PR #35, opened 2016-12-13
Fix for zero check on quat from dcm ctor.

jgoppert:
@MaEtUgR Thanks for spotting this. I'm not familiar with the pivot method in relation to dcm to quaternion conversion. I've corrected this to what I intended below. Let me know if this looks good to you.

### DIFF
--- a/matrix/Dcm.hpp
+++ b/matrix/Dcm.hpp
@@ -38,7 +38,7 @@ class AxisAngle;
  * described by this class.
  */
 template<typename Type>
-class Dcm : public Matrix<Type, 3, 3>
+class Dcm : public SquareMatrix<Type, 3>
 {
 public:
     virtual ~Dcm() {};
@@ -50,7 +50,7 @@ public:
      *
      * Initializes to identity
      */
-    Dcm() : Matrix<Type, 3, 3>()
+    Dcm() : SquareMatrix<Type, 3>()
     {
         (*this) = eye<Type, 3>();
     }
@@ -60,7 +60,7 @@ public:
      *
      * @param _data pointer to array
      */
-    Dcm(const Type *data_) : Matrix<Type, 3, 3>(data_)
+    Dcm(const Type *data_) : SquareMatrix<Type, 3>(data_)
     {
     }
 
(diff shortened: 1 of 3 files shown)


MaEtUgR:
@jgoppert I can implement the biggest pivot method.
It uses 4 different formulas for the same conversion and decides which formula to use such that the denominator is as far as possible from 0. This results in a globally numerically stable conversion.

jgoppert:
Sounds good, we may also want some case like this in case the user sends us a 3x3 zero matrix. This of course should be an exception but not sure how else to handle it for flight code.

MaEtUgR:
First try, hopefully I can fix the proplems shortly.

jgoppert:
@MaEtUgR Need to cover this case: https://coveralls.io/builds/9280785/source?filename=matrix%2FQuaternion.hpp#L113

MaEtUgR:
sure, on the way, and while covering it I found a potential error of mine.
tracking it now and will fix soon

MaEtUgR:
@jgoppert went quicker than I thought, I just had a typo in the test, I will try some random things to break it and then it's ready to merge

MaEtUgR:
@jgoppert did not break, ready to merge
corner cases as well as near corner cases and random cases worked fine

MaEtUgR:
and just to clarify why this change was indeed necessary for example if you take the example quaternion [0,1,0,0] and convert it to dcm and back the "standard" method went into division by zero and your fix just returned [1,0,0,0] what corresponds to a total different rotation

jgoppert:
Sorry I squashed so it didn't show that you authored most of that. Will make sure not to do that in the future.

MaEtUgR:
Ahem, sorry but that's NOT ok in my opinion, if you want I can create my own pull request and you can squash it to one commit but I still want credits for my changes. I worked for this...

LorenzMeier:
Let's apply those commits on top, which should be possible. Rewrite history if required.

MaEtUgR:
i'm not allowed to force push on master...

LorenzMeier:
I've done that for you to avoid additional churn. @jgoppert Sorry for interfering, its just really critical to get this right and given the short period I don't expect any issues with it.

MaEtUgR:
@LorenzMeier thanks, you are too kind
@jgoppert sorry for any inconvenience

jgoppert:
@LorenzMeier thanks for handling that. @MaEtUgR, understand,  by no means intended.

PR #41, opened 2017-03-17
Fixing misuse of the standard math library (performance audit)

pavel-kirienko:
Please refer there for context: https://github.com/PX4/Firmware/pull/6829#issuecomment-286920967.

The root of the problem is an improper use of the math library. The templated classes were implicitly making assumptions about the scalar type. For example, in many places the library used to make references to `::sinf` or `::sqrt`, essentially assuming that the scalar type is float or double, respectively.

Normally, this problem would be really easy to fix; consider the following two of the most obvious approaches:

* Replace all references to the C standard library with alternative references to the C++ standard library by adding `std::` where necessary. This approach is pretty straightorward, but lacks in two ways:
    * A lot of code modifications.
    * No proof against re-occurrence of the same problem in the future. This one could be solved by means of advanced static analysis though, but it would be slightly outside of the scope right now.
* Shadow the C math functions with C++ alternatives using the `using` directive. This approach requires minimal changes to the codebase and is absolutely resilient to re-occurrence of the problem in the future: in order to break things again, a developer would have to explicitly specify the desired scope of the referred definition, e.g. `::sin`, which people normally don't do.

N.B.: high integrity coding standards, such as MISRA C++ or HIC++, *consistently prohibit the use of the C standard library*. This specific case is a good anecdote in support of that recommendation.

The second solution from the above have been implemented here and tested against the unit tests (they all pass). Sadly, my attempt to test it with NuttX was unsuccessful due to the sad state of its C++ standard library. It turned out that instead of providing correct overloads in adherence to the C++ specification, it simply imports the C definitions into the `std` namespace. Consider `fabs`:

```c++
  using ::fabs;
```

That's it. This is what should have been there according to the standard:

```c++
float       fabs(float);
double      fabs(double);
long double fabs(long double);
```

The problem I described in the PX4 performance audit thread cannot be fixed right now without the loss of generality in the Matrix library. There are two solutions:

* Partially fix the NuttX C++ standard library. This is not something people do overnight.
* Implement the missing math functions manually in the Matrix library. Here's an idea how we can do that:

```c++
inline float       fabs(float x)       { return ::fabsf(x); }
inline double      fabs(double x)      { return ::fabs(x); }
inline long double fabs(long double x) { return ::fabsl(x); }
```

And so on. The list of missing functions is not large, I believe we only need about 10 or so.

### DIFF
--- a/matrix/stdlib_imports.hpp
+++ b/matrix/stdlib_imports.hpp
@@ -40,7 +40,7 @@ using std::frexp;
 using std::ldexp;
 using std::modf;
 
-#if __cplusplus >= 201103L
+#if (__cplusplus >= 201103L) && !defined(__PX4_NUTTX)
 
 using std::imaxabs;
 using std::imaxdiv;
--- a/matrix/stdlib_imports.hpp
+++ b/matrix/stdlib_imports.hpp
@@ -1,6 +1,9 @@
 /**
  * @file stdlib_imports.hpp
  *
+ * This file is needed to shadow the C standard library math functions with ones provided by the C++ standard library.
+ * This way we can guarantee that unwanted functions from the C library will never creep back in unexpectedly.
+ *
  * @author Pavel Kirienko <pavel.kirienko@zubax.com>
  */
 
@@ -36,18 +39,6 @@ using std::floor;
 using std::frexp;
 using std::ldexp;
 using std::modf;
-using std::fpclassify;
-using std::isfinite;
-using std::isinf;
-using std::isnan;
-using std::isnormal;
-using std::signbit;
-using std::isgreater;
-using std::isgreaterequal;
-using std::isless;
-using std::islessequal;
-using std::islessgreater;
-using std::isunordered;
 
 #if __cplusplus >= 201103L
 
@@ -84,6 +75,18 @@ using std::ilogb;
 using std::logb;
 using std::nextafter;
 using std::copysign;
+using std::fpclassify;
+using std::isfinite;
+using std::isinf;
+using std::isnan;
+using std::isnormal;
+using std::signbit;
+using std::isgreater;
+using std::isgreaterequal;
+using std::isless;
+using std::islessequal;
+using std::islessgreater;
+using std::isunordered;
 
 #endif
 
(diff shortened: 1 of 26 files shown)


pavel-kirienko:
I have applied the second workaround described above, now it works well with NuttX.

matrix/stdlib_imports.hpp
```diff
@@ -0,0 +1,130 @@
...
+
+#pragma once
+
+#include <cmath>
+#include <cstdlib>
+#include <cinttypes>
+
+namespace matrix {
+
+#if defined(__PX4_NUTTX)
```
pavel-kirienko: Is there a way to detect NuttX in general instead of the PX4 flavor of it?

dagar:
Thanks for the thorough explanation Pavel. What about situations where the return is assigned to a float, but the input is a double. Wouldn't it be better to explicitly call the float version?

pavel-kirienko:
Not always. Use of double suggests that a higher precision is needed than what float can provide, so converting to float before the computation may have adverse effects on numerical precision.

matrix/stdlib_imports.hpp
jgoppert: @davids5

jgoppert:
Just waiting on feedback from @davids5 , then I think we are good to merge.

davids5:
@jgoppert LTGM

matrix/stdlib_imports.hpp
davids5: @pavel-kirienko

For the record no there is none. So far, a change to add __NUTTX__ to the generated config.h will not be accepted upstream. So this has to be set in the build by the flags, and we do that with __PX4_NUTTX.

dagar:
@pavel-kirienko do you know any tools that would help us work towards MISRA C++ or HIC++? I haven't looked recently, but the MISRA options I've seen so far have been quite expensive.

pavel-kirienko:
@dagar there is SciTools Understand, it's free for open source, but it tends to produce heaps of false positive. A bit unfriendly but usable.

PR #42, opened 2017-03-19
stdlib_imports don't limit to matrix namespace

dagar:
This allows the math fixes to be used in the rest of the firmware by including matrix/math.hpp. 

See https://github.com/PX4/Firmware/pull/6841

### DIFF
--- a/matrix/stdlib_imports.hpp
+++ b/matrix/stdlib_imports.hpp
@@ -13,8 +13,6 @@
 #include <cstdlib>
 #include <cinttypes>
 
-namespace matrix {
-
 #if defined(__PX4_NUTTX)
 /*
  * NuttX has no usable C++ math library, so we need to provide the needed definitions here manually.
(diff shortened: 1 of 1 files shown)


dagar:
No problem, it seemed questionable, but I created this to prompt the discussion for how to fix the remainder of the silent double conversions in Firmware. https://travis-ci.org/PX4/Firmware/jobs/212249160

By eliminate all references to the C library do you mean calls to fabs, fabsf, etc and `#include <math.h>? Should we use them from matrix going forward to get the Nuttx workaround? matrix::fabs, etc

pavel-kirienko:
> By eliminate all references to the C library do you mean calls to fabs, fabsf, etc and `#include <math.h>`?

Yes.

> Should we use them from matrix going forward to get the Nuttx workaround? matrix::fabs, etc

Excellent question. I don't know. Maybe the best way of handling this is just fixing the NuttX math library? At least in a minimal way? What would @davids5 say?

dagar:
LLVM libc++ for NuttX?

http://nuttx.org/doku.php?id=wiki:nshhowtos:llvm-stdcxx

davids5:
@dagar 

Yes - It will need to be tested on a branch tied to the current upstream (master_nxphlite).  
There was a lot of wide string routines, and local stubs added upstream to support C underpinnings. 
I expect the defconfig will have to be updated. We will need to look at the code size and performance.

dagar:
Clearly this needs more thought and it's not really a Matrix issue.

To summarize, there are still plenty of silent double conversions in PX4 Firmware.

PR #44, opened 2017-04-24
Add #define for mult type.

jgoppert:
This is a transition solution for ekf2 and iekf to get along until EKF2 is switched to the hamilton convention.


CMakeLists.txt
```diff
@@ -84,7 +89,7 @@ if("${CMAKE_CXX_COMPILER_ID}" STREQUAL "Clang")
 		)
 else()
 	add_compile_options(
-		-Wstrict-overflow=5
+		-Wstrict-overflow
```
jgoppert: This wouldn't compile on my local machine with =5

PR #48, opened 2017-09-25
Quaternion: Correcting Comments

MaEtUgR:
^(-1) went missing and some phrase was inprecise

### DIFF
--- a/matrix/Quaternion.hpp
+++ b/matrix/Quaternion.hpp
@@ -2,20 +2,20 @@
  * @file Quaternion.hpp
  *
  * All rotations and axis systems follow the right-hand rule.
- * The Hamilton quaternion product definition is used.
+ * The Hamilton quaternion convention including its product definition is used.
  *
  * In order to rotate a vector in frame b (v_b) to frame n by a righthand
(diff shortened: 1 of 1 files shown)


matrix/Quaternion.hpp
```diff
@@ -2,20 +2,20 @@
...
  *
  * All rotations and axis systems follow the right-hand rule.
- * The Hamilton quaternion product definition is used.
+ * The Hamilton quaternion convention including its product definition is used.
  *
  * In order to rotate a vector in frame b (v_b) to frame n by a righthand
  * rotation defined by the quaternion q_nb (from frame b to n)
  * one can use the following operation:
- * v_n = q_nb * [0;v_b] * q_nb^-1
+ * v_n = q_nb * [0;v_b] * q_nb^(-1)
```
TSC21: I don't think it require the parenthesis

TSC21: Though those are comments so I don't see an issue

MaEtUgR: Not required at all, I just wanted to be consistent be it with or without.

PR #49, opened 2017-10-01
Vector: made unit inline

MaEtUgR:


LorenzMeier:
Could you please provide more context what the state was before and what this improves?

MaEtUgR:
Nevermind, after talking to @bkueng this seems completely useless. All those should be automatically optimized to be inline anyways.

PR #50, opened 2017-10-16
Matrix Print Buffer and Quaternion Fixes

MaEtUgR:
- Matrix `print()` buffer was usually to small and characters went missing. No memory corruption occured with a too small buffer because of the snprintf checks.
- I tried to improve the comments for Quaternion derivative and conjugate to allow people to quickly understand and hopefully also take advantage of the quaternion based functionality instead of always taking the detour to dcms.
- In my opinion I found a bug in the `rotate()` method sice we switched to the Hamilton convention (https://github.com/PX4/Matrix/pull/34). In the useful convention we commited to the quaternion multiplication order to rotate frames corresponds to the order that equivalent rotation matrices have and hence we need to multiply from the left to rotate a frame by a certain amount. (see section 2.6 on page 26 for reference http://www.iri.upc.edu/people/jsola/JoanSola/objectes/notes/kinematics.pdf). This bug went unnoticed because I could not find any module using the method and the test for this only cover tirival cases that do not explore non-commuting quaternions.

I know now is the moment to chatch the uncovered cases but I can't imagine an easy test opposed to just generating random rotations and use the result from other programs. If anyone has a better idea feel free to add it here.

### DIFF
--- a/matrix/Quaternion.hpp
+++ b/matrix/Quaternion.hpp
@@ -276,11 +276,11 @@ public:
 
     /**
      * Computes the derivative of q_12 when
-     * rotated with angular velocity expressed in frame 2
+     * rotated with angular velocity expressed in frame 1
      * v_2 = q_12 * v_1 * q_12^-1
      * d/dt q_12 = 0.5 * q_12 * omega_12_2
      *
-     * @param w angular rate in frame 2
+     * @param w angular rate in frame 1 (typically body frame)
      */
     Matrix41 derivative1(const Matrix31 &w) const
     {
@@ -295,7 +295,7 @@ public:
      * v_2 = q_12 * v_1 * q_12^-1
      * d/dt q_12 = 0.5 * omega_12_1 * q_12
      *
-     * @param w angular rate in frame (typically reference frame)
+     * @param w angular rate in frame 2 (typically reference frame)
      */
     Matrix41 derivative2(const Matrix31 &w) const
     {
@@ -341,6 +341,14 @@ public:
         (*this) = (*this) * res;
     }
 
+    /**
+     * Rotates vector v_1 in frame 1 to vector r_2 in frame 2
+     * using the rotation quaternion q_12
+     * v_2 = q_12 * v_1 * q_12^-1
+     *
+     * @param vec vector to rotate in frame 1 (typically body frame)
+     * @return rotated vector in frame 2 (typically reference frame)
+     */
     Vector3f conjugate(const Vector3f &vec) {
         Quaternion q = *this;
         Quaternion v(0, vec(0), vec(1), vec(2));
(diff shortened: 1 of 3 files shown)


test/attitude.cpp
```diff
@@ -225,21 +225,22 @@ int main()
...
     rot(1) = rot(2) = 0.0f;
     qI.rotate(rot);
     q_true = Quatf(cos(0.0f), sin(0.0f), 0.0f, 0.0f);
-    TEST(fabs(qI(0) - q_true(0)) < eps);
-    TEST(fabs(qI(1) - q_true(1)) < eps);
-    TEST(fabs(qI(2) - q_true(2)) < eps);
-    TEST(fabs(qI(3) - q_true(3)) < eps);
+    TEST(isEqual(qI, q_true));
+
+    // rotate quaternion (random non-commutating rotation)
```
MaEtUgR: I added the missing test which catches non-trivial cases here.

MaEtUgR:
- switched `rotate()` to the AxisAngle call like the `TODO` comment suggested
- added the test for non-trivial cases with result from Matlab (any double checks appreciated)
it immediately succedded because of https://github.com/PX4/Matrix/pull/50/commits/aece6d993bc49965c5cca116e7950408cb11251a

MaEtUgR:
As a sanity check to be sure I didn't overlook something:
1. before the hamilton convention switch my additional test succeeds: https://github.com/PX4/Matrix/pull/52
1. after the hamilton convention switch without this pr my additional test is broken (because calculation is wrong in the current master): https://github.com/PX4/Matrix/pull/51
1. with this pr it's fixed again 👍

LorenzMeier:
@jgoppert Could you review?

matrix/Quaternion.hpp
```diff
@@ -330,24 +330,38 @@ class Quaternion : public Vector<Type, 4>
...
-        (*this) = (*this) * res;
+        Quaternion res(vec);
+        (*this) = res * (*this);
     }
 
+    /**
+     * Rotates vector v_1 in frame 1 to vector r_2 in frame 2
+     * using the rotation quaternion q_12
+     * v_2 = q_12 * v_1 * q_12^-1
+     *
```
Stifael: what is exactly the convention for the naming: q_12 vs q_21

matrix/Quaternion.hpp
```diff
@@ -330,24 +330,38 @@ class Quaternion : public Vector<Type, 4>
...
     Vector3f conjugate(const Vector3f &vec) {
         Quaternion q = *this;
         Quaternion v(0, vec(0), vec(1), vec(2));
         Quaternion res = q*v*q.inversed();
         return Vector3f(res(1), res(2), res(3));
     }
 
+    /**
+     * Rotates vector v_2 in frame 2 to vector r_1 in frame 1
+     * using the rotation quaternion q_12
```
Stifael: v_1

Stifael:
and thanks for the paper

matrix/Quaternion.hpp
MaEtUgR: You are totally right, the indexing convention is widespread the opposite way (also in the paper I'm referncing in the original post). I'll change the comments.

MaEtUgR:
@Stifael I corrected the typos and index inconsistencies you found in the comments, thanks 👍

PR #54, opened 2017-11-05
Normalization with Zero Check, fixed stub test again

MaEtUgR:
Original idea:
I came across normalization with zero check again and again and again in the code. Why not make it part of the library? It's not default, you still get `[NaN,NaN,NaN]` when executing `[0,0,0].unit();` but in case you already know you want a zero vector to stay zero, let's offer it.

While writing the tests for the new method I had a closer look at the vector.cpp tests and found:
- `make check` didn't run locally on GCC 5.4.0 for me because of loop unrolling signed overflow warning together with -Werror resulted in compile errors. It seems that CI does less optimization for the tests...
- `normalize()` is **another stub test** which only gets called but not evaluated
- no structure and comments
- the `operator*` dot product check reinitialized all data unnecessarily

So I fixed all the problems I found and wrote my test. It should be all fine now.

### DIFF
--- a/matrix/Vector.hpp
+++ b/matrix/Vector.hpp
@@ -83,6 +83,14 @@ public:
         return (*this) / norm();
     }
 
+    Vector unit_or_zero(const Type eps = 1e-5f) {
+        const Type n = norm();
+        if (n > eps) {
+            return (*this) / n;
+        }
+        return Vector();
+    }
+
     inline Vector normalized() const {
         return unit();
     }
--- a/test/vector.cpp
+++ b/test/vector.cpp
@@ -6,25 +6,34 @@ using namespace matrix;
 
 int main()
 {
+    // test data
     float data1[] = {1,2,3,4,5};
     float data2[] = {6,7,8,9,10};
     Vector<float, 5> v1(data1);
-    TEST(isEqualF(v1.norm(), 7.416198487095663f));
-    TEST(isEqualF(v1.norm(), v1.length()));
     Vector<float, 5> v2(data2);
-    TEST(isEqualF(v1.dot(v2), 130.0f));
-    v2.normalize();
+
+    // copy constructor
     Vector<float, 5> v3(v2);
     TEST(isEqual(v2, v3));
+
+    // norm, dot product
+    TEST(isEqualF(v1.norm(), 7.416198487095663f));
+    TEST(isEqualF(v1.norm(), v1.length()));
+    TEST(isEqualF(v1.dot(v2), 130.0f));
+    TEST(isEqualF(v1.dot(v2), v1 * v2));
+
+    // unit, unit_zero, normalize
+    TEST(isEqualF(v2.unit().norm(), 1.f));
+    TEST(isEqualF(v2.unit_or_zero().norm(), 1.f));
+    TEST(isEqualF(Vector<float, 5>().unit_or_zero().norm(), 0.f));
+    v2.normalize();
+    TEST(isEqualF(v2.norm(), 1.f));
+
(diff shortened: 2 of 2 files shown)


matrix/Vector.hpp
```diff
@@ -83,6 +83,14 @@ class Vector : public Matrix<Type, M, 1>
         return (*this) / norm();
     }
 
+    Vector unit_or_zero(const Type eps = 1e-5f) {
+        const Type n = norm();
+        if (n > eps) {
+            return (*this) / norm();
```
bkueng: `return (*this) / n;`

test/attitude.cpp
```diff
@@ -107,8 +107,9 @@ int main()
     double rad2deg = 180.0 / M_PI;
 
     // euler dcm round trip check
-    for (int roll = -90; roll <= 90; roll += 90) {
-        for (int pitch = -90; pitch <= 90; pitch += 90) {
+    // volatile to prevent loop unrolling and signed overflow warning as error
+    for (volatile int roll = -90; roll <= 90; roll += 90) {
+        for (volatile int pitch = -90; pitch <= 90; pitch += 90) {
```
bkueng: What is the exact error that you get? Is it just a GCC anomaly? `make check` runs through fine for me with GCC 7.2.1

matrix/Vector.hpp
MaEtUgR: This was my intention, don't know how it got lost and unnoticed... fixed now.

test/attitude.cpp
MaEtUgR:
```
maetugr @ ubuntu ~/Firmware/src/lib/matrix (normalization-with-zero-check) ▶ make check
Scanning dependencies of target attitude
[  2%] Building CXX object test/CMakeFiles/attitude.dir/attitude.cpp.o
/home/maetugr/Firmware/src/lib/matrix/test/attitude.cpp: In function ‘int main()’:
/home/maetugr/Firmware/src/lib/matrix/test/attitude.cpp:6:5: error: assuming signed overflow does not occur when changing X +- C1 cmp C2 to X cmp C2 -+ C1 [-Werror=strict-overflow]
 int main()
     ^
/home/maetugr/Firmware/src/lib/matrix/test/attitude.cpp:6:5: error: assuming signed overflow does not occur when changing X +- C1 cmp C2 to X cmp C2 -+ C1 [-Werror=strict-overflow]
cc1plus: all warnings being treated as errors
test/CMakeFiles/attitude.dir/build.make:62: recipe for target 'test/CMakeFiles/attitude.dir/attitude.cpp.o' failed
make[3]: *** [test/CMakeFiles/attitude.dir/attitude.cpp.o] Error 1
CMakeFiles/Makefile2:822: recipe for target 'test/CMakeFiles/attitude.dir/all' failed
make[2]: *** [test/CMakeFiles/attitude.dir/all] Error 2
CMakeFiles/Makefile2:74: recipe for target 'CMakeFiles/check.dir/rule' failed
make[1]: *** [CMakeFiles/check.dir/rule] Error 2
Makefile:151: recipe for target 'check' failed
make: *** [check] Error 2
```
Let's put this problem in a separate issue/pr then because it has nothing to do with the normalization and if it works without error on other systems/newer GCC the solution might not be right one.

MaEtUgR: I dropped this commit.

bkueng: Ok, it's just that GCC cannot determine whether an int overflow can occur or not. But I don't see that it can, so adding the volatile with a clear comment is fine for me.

• TASK TO CARRY OUT:
Scan the listing above and copy all lines containing the word "checks".

• FINISHED TASK:
- Matrix `print()` buffer was usually to small and characters went missing. No memory corruption occured with a too small buffer because of the snprintf checks.
- added the test for non-trivial cases with result from Matlab (any double checks appreciated)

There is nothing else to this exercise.